PROBLEM STATEMENT:
For every record below, write out an exact copy.

RECORDS:
==*==

PR #950, opened 2022-08-19
Enable privileged containers in standalone mode

solarkennedy:
As we enable titus-standalone to run pods on ec2 agents, we know we want
the ultimate escape hatch of allowing privileged containers.

This enables that, but read via the pod spec (which we have now), but
only in standalone mode.

### DIFF
--- a/executor/runtime/docker/docker.go
+++ b/executor/runtime/docker/docker.go
@@ -364,7 +364,7 @@ func maybeAddOptimisticDad(sysctl map[string]string) {
 	}
 }
 
-func (r *DockerRuntime) mainContainerDockerConfig(c runtimeTypes.Container, binds []string, imageSize int64, volumeContainers []string) (*container.Config, *container.HostConfig, error) { // nolint: gocyclo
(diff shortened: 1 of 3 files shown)


executor/runtime/docker/docker.go
```diff
@@ -2815,3 +2802,16 @@ func shouldClose(c io.Closer) {
...
+	if pod == nil {
+		return false
+	}
+	if pod.Spec.SecurityContext == nil {
+		return false
+	}
+	if len(pod.Spec.Containers) < 1 {
+		return false
+	}
+	return *pod.Spec.Containers[0].SecurityContext.Privileged && r.cfg.InStandaloneMode
```
nickbp, line 2816: Could there be a situation where there's >1 containers, and where one of the OTHER ones is marked priveleged? (In other words does it make sense to iterate over the slice)

nickbp (approved):
Don't have full context on the usage but the changes themselves LGTM

tych0 (approved):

==*==

SOLUTION FOR THIS PROBLEM:
PR #950, opened 2022-08-19
Enable privileged containers in standalone mode

solarkennedy:
As we enable titus-standalone to run pods on ec2 agents, we know we want
the ultimate escape hatch of allowing privileged containers.

This enables that, but read via the pod spec (which we have now), but
only in standalone mode.

### DIFF
--- a/executor/runtime/docker/docker.go
+++ b/executor/runtime/docker/docker.go
@@ -364,7 +364,7 @@ func maybeAddOptimisticDad(sysctl map[string]string) {
 	}
 }
 
-func (r *DockerRuntime) mainContainerDockerConfig(c runtimeTypes.Container, binds []string, imageSize int64, volumeContainers []string) (*container.Config, *container.HostConfig, error) { // nolint: gocyclo
(diff shortened: 1 of 3 files shown)


executor/runtime/docker/docker.go
```diff
@@ -2815,3 +2802,16 @@ func shouldClose(c io.Closer) {
...
+	if pod == nil {
+		return false
+	}
+	if pod.Spec.SecurityContext == nil {
+		return false
+	}
+	if len(pod.Spec.Containers) < 1 {
+		return false
+	}
+	return *pod.Spec.Containers[0].SecurityContext.Privileged && r.cfg.InStandaloneMode
```
nickbp, line 2816: Could there be a situation where there's >1 containers, and where one of the OTHER ones is marked priveleged? (In other words does it make sense to iterate over the slice)

nickbp (approved):
Don't have full context on the usage but the changes themselves LGTM

tych0 (approved):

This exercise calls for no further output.